Records supplied
◆ ◆ ◆ ◆ ◆ ◆ ◆

PR #442, opened 2016-10-14
[LANG] Add Dutch tranlations for help_online

Yenthe666:
Added some Dutch for you guys.

### DIFF
--- a/help_online/i18n/nl.po
+++ b/help_online/i18n/nl.po
@@ -1,0 +1,169 @@
+# Translation of Odoo Server.
+# This file contains the translation of the following modules:
+#	* help_online
+#
+msgid ""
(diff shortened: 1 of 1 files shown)


pedrobaeza:
Are you sure the target branch is correct? You have also Transifex for this. We have here the risk to override not synchronized translations (which is not too harm though)

Yenthe666:
Hi @pedrobaeza,

Hmm yes it is probably better to do this in Transifex, I just wanted to translate it here quickly.
Perhaps I should just close this one and do it on Transifex?

Regards,
Yenthe

pedrobaeza:
Yes, please. You can also import PO files in Transifex I think.

PR #443, opened 2016-10-14
[MIG][10.0] web_responsive

lasley:
[MIG] web_responsive: Migrate to v10  …
- Bump version
- Change all openerp to odoo
- Fix qunit suite injection
- Remove jQuery require
- Change to new selectors:
  - `oe_leftbar` to `o_sub_menu`
  - `oe_logo` to `o_sub_menu_logo`
  - `oe_footer` to `o_sub_menu_footer`
  - `oe_secondary_menus_container` to `o_sub_menu_content`
- Add style to hide oe_footer instead of remove to not break `support_branding`
- Add note in ReadMe explaining override of `support_branding`
  - [x] WIP until #446 is merged in order to include all fixes here


web_responsive/static/src/js/web_responsive.js
```diff
@@ -4,7 +4,6 @@
 odoo.define('web_responsive', function(require) {
     'use strict';
 
-    var $ = require('$');
```
lasley: Both this and `require('jQuery');` fail. I assume this means it is no longer necessary

lasley:
This actually looks a lot better on v10 too, pleasant surprise

pedrobaeza:
I'm wondering if we should be able soon to backport master version of _web_enterprise_ module passed to community.

lasley:
I was thinking the same thing, and shared this thought with @Yajo & @antespi at the Odoo days. 

Jairo shared his experiences regarding his backports of the v10 portals to v9 and somewhat scared me away from the initiative. 

I've been thinking, however, that we may be able to bring in Odoo SA LESS without anything else. This might hopefully maintain a compatibility bridge & not require a bunch of stylistic changes for OCA conformity.

Just thoughts - I've been watching master for some hints as to what the new web will look like, but nothing as of yet.

pedrobaeza:
OK, let's keep an eye on the master activity and we can judge then.

About this PR, to mention that the drawer is hidden when you click on Discuss app. Please check.

lasley:
Nice catch, fixed

web_responsive/static/src/less/navbar.less
```diff
@@ -3,6 +3,7 @@
 
 .main-nav {
     margin-bottom: 0;
+    z-index: 9000;
```
pedrobaeza: With this we are hiding some elements behind (like the notification bar for adding in the browser)

yajo:
They said that in v11 the web client will be refactored. Maybe backporting the LESS would be enough, but we won't know until it hits master, so I guess this is the current path to follow, mostly given most job is already done.

lasley:
#446 changes integrated & a few style fixes applied to compensate. This is ready for review

legalsylvain:
Hi.
I tested, installing sale module (on runbot, and menu is now unavailable). http://3270342-443-603eaf.runbot1.odoo-community.org/
do you face the same problem ? 
regards.

(Ubuntu / firefox 49.0)

lasley:
Thanks @legalsylvain looks like we regressed back to https://github.com/OCA/web/pull/443#issuecomment-253995640 - will look into it 😄

lasley:
Woot the solution was as simple as adding `o_web_client` to the body. Gotta love it when it's easy!

pedrobaeza:
Trying the module I have found 2 problems:
- Some apps appears duplicated and without icon.
- Tooltips appears behind the drawer.

seleccion_004

lasley:
Thanks for the review @pedrobaeza - I was able to replicate the tooltip issue, but can't seem to replicate the duplication. What browser are you in? Are you seeing it on all sizes, or is it particular to medium / mobile?

yajo:
There's another problem still. Go to "Sales" in runbot and see that the message count badge is misaligned:

captura de pantalla de 2016-10-25 09-34-13

pedrobaeza:
I'm afraid this happens also in v9.

lasley:
Hah we missed so many bugs - I did warn that I suck at design before starting this 😆  

@pedrobaeza - have you been able to replicate the duplication and no icon issue? If so, what browsers and sizes?

yajo (changes requested):
Among the changes that were introduced in the code sprint, if I don't remember badly, the above part was scrolling too.

Right now, the above part is fixed while the bottom one scrolls, and it is not much useful in phones, where the screen is small enough already. Could you fix that too please?

captura el 2016-10-26 a las 10 24 22

pedrobaeza:
About the duplication, it happens when the system is not fully loaded, and the image is not fetched, but the alt of the image. We can dismiss that issue.

lasley:
Ah yeah I get some weird issues when I start getting click happy on initial load. Glad we can ignore that 😉 

Doesn't seem that we have scrolling for the Control Panel in any version, but I should probably be able to make it happen with a little CSS

lasley:
I have mixed feelings on what I just did, so it's got a few z-index bugs while deciding how it should be finalized. 

Scroll issue is fixed by changing the control panel margin-top to negative of the scroll position. This yields a pretty nice effect where the control panel scrolls with the page contents. 

It also hides the top nav bar once the page scrolls further than the height of the control panel, which is where I have the mixed feelings. On one hand, it's nice having the full screen space for views. On the other, that forces a scroll to top in order to nav.

On iPhone this isn't too big of a deal because you can click the status bar at the top of the screen to init a scroll to the top. Does Android have similar functionality? 

Any other thoughts?

yajo:
> On iPhone this isn't too big of a deal because you can click the status bar at the top of the screen to init a scroll to the top. Does Android have similar functionality? 

I guess it depends on the browser, but usually scroll speed in Android is much faster than on iPhones, so a quick drag gets you to the top in no time.

yajo (approved):

pedrobaeza (approved):

pedrobaeza:
Let's merge for now

pedrobaeza:
Please squash last commits, Dave.

lasley:
Sounds good, I need to fix some z-index issues with the new feature before merge. Will do that today

image

web_responsive/static/src/less/navbar.less
```diff
@@ -0,0 +1,46 @@
+/* Copyright 2016 LasLabs Inc.
+ * License LGPL-3.0 or later (http://www.gnu.org/licenses/lgpl). */
+
+.main-nav {
+
+    margin-bottom: 0;
+    min-height: @app-drawer-navbar-height;
+    z-index: 1;
```
lasley, line 8: This is what I added to fix overlap of elements onto navbar

lasley:
I only changed one line to fix the overlap issue mentioned above, so I went ahead and squashed anyways. The one change is noted inline on navbar.less

yajo:
OK, let's wait for 3rd approval to merge.

web_responsive/views/web.xml
```diff
@@ -0,0 +1,254 @@
...
+
+                <nav class="navbar navbar-default main-nav"
+                     role="navigation"
+                     groups="base.group_user,base.group_portal"
+                     >
+                    <div class="container-fluid">
+
+                        <div class="navbar-header">
+
+                            <a href="#"
```
yajo: Could you please remove this href? It's creating a history entry each time you click on the drawer, and I think it will work equally without it...

yajo (changes requested):

lasley:
Note to self; Need to raise z-index on `o_user_menu dropdown-menu`

image

lasley:
Another z-index note, notifications below app drawer should not appear in app drawer:

image

image

yajo (approved):

yajo:
Labeled as needs fixing until you approve yourself :laughing:

lasley (commented):
😆  I now approve myself 👍 

I rebased so it can be merged. The fixes were just a few minor z-index tweaks to allow a bit better layering

web_responsive/static/src/js/web_responsive.js
yajo: [So it seems...](https://github.com/odoo/odoo/commit/d56b35e26e4b578c5f6f434d336edd006d321860#diff-dfbc96e4758b063efc18cb19c9719fc9L41)

yajo (changes requested):
Something got broken with last update, on runbot click on the drawer and all the window gets greyed out.

lasley:
Crap I forgot Odoo 10 requires restarts for most changes to take place on web now - I've never run into so many disparities between my local and Runbot before. Oh well, back to the dev table 😛

lasley:
At the risk of sounding like a broken record, done! 😆

yajo (approved):

pedrobaeza (approved):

◆ ◆ ◆ ◆ ◆ ◆ ◆

Try it
What's needed is an exact copy of every entry.

Answer area
PR #442, opened 2016-10-14
[LANG] Add Dutch tranlations for help_online

Yenthe666:
Added some Dutch for you guys.

### DIFF
--- a/help_online/i18n/nl.po
+++ b/help_online/i18n/nl.po
@@ -1,0 +1,169 @@
+# Translation of Odoo Server.
+# This file contains the translation of the following modules:
+#	* help_online
+#
+msgid ""
(diff shortened: 1 of 1 files shown)


pedrobaeza:
Are you sure the target branch is correct? You have also Transifex for this. We have here the risk to override not synchronized translations (which is not too harm though)

Yenthe666:
Hi @pedrobaeza,

Hmm yes it is probably better to do this in Transifex, I just wanted to translate it here quickly.
Perhaps I should just close this one and do it on Transifex?

Regards,
Yenthe

pedrobaeza:
Yes, please. You can also import PO files in Transifex I think.

PR #443, opened 2016-10-14
[MIG][10.0] web_responsive

lasley:
[MIG] web_responsive: Migrate to v10  …
- Bump version
- Change all openerp to odoo
- Fix qunit suite injection
- Remove jQuery require
- Change to new selectors:
  - `oe_leftbar` to `o_sub_menu`
  - `oe_logo` to `o_sub_menu_logo`
  - `oe_footer` to `o_sub_menu_footer`
  - `oe_secondary_menus_container` to `o_sub_menu_content`
- Add style to hide oe_footer instead of remove to not break `support_branding`
- Add note in ReadMe explaining override of `support_branding`
  - [x] WIP until #446 is merged in order to include all fixes here


web_responsive/static/src/js/web_responsive.js
```diff
@@ -4,7 +4,6 @@
 odoo.define('web_responsive', function(require) {
     'use strict';
 
-    var $ = require('$');
```
lasley: Both this and `require('jQuery');` fail. I assume this means it is no longer necessary

lasley:
This actually looks a lot better on v10 too, pleasant surprise

pedrobaeza:
I'm wondering if we should be able soon to backport master version of _web_enterprise_ module passed to community.

lasley:
I was thinking the same thing, and shared this thought with @Yajo & @antespi at the Odoo days. 

Jairo shared his experiences regarding his backports of the v10 portals to v9 and somewhat scared me away from the initiative. 

I've been thinking, however, that we may be able to bring in Odoo SA LESS without anything else. This might hopefully maintain a compatibility bridge & not require a bunch of stylistic changes for OCA conformity.

Just thoughts - I've been watching master for some hints as to what the new web will look like, but nothing as of yet.

pedrobaeza:
OK, let's keep an eye on the master activity and we can judge then.

About this PR, to mention that the drawer is hidden when you click on Discuss app. Please check.

lasley:
Nice catch, fixed

web_responsive/static/src/less/navbar.less
```diff
@@ -3,6 +3,7 @@
 
 .main-nav {
     margin-bottom: 0;
+    z-index: 9000;
```
pedrobaeza: With this we are hiding some elements behind (like the notification bar for adding in the browser)

yajo:
They said that in v11 the web client will be refactored. Maybe backporting the LESS would be enough, but we won't know until it hits master, so I guess this is the current path to follow, mostly given most job is already done.

lasley:
#446 changes integrated & a few style fixes applied to compensate. This is ready for review

legalsylvain:
Hi.
I tested, installing sale module (on runbot, and menu is now unavailable). http://3270342-443-603eaf.runbot1.odoo-community.org/
do you face the same problem ? 
regards.

(Ubuntu / firefox 49.0)

lasley:
Thanks @legalsylvain looks like we regressed back to https://github.com/OCA/web/pull/443#issuecomment-253995640 - will look into it 😄

lasley:
Woot the solution was as simple as adding `o_web_client` to the body. Gotta love it when it's easy!

pedrobaeza:
Trying the module I have found 2 problems:
- Some apps appears duplicated and without icon.
- Tooltips appears behind the drawer.

seleccion_004

lasley:
Thanks for the review @pedrobaeza - I was able to replicate the tooltip issue, but can't seem to replicate the duplication. What browser are you in? Are you seeing it on all sizes, or is it particular to medium / mobile?

yajo:
There's another problem still. Go to "Sales" in runbot and see that the message count badge is misaligned:

captura de pantalla de 2016-10-25 09-34-13

pedrobaeza:
I'm afraid this happens also in v9.

lasley:
Hah we missed so many bugs - I did warn that I suck at design before starting this 😆  

@pedrobaeza - have you been able to replicate the duplication and no icon issue? If so, what browsers and sizes?

yajo (changes requested):
Among the changes that were introduced in the code sprint, if I don't remember badly, the above part was scrolling too.

Right now, the above part is fixed while the bottom one scrolls, and it is not much useful in phones, where the screen is small enough already. Could you fix that too please?

captura el 2016-10-26 a las 10 24 22

pedrobaeza:
About the duplication, it happens when the system is not fully loaded, and the image is not fetched, but the alt of the image. We can dismiss that issue.

lasley:
Ah yeah I get some weird issues when I start getting click happy on initial load. Glad we can ignore that 😉 

Doesn't seem that we have scrolling for the Control Panel in any version, but I should probably be able to make it happen with a little CSS

lasley:
I have mixed feelings on what I just did, so it's got a few z-index bugs while deciding how it should be finalized. 

Scroll issue is fixed by changing the control panel margin-top to negative of the scroll position. This yields a pretty nice effect where the control panel scrolls with the page contents. 

It also hides the top nav bar once the page scrolls further than the height of the control panel, which is where I have the mixed feelings. On one hand, it's nice having the full screen space for views. On the other, that forces a scroll to top in order to nav.

On iPhone this isn't too big of a deal because you can click the status bar at the top of the screen to init a scroll to the top. Does Android have similar functionality? 

Any other thoughts?

yajo:
> On iPhone this isn't too big of a deal because you can click the status bar at the top of the screen to init a scroll to the top. Does Android have similar functionality? 

I guess it depends on the browser, but usually scroll speed in Android is much faster than on iPhones, so a quick drag gets you to the top in no time.

yajo (approved):

pedrobaeza (approved):

pedrobaeza:
Let's merge for now

pedrobaeza:
Please squash last commits, Dave.

lasley:
Sounds good, I need to fix some z-index issues with the new feature before merge. Will do that today

image

web_responsive/static/src/less/navbar.less
```diff
@@ -0,0 +1,46 @@
+/* Copyright 2016 LasLabs Inc.
+ * License LGPL-3.0 or later (http://www.gnu.org/licenses/lgpl). */
+
+.main-nav {
+
+    margin-bottom: 0;
+    min-height: @app-drawer-navbar-height;
+    z-index: 1;
```
lasley, line 8: This is what I added to fix overlap of elements onto navbar

lasley:
I only changed one line to fix the overlap issue mentioned above, so I went ahead and squashed anyways. The one change is noted inline on navbar.less

yajo:
OK, let's wait for 3rd approval to merge.

web_responsive/views/web.xml
```diff
@@ -0,0 +1,254 @@
...
+
+                <nav class="navbar navbar-default main-nav"
+                     role="navigation"
+                     groups="base.group_user,base.group_portal"
+                     >
+                    <div class="container-fluid">
+
+                        <div class="navbar-header">
+
+                            <a href="#"
```
yajo: Could you please remove this href? It's creating a history entry each time you click on the drawer, and I think it will work equally without it...

yajo (changes requested):

lasley:
Note to self; Need to raise z-index on `o_user_menu dropdown-menu`

image

lasley:
Another z-index note, notifications below app drawer should not appear in app drawer:

image

image

yajo (approved):

yajo:
Labeled as needs fixing until you approve yourself :laughing:

lasley (commented):
😆  I now approve myself 👍 

I rebased so it can be merged. The fixes were just a few minor z-index tweaks to allow a bit better layering

web_responsive/static/src/js/web_responsive.js
yajo: [So it seems...](https://github.com/odoo/odoo/commit/d56b35e26e4b578c5f6f434d336edd006d321860#diff-dfbc96e4758b063efc18cb19c9719fc9L41)

yajo (changes requested):
Something got broken with last update, on runbot click on the drawer and all the window gets greyed out.

lasley:
Crap I forgot Odoo 10 requires restarts for most changes to take place on web now - I've never run into so many disparities between my local and Runbot before. Oh well, back to the dev table 😛

lasley:
At the risk of sounding like a broken record, done! 😆

yajo (approved):

pedrobaeza (approved):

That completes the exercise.